Membership Inference over Diffusion-models-based Synthetic Tabular Data

This study investigates the privacy risks associated with diffusion-based synthetic tabular data generation methods, focusing on their susceptibility to Membership Inference Attacks (MIAs). We examine two recent models, TabDDPM and TabSyn, by developing query-based MIAs based on the step-wise error comparison method. Our findings reveal that TabDDPM is more vulnerable to these attacks. TabSyn exhibits resilience against our attack models. Our work underscores the importance of evaluating the privacy implications of diffusion models and encourages further research into robust privacy-preserving mechanisms for synthetic data generation.

Key Contributions

Query-based membership inference attacks using step-wise error comparison against diffusion-based tabular data generators
Comparative privacy vulnerability analysis of TabDDPM vs.

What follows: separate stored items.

PR #149, opened 2019-11-12
deploy/crds: remove resourceHandlingMode=CreateOrUpdate

akavel:
**Description**

Setting `resourceHandlingMode=CreateOrUpdate` was triggering a "kubectl update"
command in `resourceHandler.sh`. However, the "kubectl" command has no
"update" subcommand. This means that this mode is broken. Moreover,
there are no GitHub issues in eunomia mentioning "CreateOrUpdate". This
means nobody uses that mode.

I guess the intention here was probably to use "kubectl replace", not
"kubectl update". However, seeing as it's not actually used, I propose
to remove it and leave only the "kubectl apply" approach. In theory,
it should be enough. If practice tells us that we really need "kubectl
replace", we can introduce it once again, this time with some concrete
test cases and some solid rationale behind the feature.

**Type of change**

* Breaking change (fix or feature that would cause existing functionality to not work as expected)


akavel:
@vinny-sabatini
 
 - as to `zz_generated.deepcopy.go`, it updated after I run `operator-sdk generate k8s`, as suggested here: https://github.com/KohlsTechnology/eunomia/blob/74d13716853ef47c51c42e78dff9c2fd7f2ed8a0/pkg/apis/eunomia/v1alpha1/gitopsconfig_types.go#L38

    This was the ***only*** thing that changed after running this command :/ I was not sure whether to commit it, or not. As of now, I decided to do that basically to show in the commit that this command was run.
 - as to `zz_generated.openapi.go` I changed it ***by hand*** :( I was not able to google up a command that would result in having this file auto-change. Unfortunately, I don't see any `go:generate` statements in the code either, which would help keep a record of what commands we're using to build those autogenerated files :( Maybe @seanmalloy knows how to re-generate `zz_generated.openapi.go`?
 - as to LGTM, can you please hit the "Review Accepted" button to make it more substantial? :) I believe @seanmalloy has the final say on merging or not anyway?

seanmalloy:
Looks good. I think we just need to figure out the correct was to use `operator-sdk` to generate the file `zz_generated.openapi.go`. I'll try to look into this, and see what I find.

akavel:
As was discussed externally, as far as I understand the other command to run is `operator-sdk generate openapi`. With #167 not yet there, we need to run an old version of operator-sdk command; I have a branch nearly ready with a Docker image containing this old version (I didn't invent an easier way of doing this; at least it makes it easy to pin the operator-sdk version), I plan on submitting it as part of this PR.

akavel:
I removed the WIP label and rebased on current master. PTAL

seanmalloy:
@akavel I'll review this one on Monday.

PR #157, opened 2019-11-15
delete resources removed from repo

### LINKED ISSUE #24: Handle Delete After Push
## What happens?

Removing a yaml file from my git repo does not delete the corresponding k8s object(deployment, service, etc) from my cluster. The object just becomes unmanaged.

After deleting a k8s yaml file from a git repo. I would like this operator to remove that corresponding k8s object(deployment, service, etc) from my cluster.

## Steps to reproduce: 

n/a

no

## Environment:

* Runtime version(Java, Go, Python, etc): n/a
* Desktop OS/version: n/a

## Additional comments:

@raffaelespazzoli has some ideas on how to implement this.

akavel:
**Description**

This PR fixes #24. It uses explicit labels instead of k8s ownership system, as advised by @Smiley73  [on Gitter IIRC?], and following the idea outlined by @raffaelespazzoli.

Quick overview of how it works:
 1. Before applying resources in k8s cluster, the YAMLs are all patched, adding 2 extra labels in their metadata:
    - `owner` — unique ID of the "owning" GitOpsConfig CR
    - `applied` — timestamp when the resource was last applied by eunomia [i.e., resourceManager.sh]
 2. The patched resources (YAMLs) are then `kubectl apply`ed as before
 3. We search for resources with the same `owner`, but with a different `applied` timestamp. This means those resources are "old" — they were present in the repo before, but are not present now, which must mean they were removed. So, we `kubectl delete` them.

Please review; most importantly please let me know if you believe this approach makes sense, or you think there are some problems with it. I'm also open to all implementation & style comments, etc. ~~Before removing the WIP label, I still plan to:~~
- [x] ~~add info in the README~~
- [x] ~~add a test in ./scripts/e2e-test.sh, verifying pods after each step~~
- [x] ~~do one more stylistic pass over the resourceManager.sh script~~
- [x] ~~compose a nice commit message~~

Fixes #24

**Type of change**


seanmalloy:
I think this is a really good start. It looks like there is now a conflict for file `template-processors/base/bin/resourceManager.sh` due to some other recently merged pull requests.

akavel:
@seanmalloy I updated this PR, it now contains the fully developed feature, split into smaller commits and with merge conflicts resolved. Please review, thanks!

akavel:
Please note: I'm now trying to adjust .travis.yml & scripts/e2e-test.sh to set EUNOMIA_URI & _REF to point to the correct repo used in the PR, so that tests would pass in CI. However, the code is otherwise working (the tests pass on my local machine), so I'd be grateful for review of the core changes in the meantime.

akavel:
@seanmalloy @vinny-sabatini This PR now builds and passes tests successfully, so I'd be super grateful if you could spare some time and take a look! Thanks

PR #159, opened 2019-11-15
Add python-passlib to support ansible htpasswd module in applier template processor

pabrahamsson:
**Description**

In order to use the [ansible htpasswd](https://docs.ansible.com/ansible/latest/modules/htpasswd_module.html#requirements) module in the applier template processor image, [PassLib](https://bitbucket.org/ecollins/passlib) has to be installed.

Fixes #(issue)

**Type of change**

### DIFF
--- a/template-processors/applier/Dockerfile.in
+++ b/template-processors/applier/Dockerfile.in
@@ -6,7 +6,7 @@ ENV KUBE_MODULE_VERSION=9.0.0
 USER root
 
 RUN yum install -y --disableplugin=subscription-manager python36-devel gcc python3-pip python3-setuptools && \
-    pip3 install ansible openshift==$OPENSHIFT_MODULE_VERSION kubernetes==$KUBE_MODULE_VERSION jmespath && \
+    pip3 install ansible openshift==$OPENSHIFT_MODULE_VERSION kubernetes==$KUBE_MODULE_VERSION jmespath passlib && \
     yum remove -y gcc python36-devel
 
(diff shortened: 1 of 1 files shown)


akavel:
@seanmalloy what are your thoughts on that? is important enough that we should merge it, or would it be better to try and ask people to write their own template processors based on ours when they need some specific libs for their modules?

@pabrahamsson Thank you a lot for caring enough to submit your first PR to our repo! 😄 ❤️ To better understand your context: have you tried creating your own template-processor image based on `applier`? or do you think it would be too complicated? Personally, it's not clear to me yet where we want to draw the line between stuff that should be included in a template processor image, vs. left to be added by users as a customization. But if you think that creating a separate image is too much of a hassle, maybe we could consider e.g. modifying the entrypoint, to allow customization of imported packages via an ENV variable? What are your thoughts on that?

pabrahamsson:
@akavel @seanmalloy I think it's up to you to decide how you'd like to handle contributions like these to your repository. I have already created my own template-processor image to get me moving while I'm waiting for this PR to merged/closed.
I can see that having to add additional packages in order to support every single ansible module might become a bit of a managing overhead.
If it is feasible to add packages through env vars at container runtime I think that would work for me (and presumably others).

seanmalloy:
I think this is fine. We are not using the `applier` template processor internally at Kohl's, so I don't think I'm going to be too picky about adding additional features.

CC: @etsauer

TabSyn showing TabDDPM is significantly more susceptible to MIA
Demonstrates that DCR (Distance to Closest Record), the standard privacy metric for synthetic data, is insufficient for capturing MIA-based privacy risks

🛡️ Threat Analysis

Membership Inference Attack

The paper's sole contribution is designing and evaluating MIAs — specifically query-based step-wise error comparison attacks — to determine whether specific records were in the training sets of TabDDPM and TabSyn diffusion models.